Any more questions pm me!

Good Luck


----------



## always_outdoors (Dec 17, 2002)

Be a man and put on the waders and hunt water. It is too easy going driving out to the field and putting your decoys out.

You don't have to hunt exactly where the birds are sitting on the water. You can easily set up down from where they roosted and call them in for a good water hunt.

Hunting the big water also opens your hunt up to shooting multiple species of ducks and not just the field ducks.

Good luck.


----------



## R y a n (Apr 4, 2005)

Just to be clear... there are 2 different definitions of big water for hunting purposes....

Is it a "big water" big deep glacial lake of is it large area alkali water?

Difference being.... I think most here would agree to go ahead and hunt Devils Lake/Lake Sakawea to your heart's content, but STAY OFF big alkalki water that hold ducks/geese as roosting areas. Your individual hunting of DL will not push the birds south and ruin others' hunts. Your shooting over an alkali slough "that is the only water around" will definitely cause the birds to leave that area.

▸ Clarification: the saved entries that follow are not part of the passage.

PR #1938, opened 2026-08-24
APP: player stalls after ~5s when no audio track matches the app language

johan-bell:
**Bug:** on a video with multiple audio tracks where none matches the app language (e.g. English), playback stops after ~5 seconds.

**Cause:** `VideoPlayer.vue`'s `setAudioTrackLanguage` looped over the tracks and set `track.enabled = false` for every non-matching one. When *no* track matched, that disabled **all** audio tracks — the player then ran out its buffer (~5s) with no audio track selected and stalled.

**Fix:** find the matching track first; if there's no match, **keep the currently-enabled (default) track** and return, instead of disabling everything. Only when a track matches do we switch to it.

- Extracted the selection into a pure, tested helper `selectAudioTrackIndex(trackLanguages, languageCode)` in `audioTrackLanguage.ts` — returns the match index, or `-1` meaning "keep the current track".
- Added regression tests (match → index; no match / empty → `-1`).

Verified: type-check clean, lint clean, 21 tests pass across `audioTrackLanguage.spec.ts` + `VideoPlayer.spec.ts`. Not device-verified — worth a quick check on a real multi-audio video with a non-matching app language.

### DIFF
--- a/app/src/components/content/VideoPlayer.vue
+++ b/app/src/components/content/VideoPlayer.vue
@@ -5,7 +5,7 @@ import "videojs-mobile-ui";
 import type Player from "video.js/dist/types/player";
 import { type ContentDto } from "luminary-shared";
 import px from "./px.png";
-import { matchTrackLanguage } from "./audioTrackLanguage";
+import { selectAudioTrackIndex } from "./audioTrackLanguage";
 import LImage from "../images/LImage.vue";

Hunting a roosting area will harm everyone and drive the birds out of state FAST. If in doubt, and you need to figure out which kind of big water you are hunting, ask yourself if a shotgun firing will cause the birds on the lake to all rise up. If YES then MOVE ON and don't even THINK of pulling a NR no-no by pushing the birds off a roost.

I'm certain that this type of scenario will lead to confrontations this coming fall. There just isn't enough "small water" places that will be holding birds for guys who only know how to hunt in/over "small water" with boats. (note: small water is anything you can see across)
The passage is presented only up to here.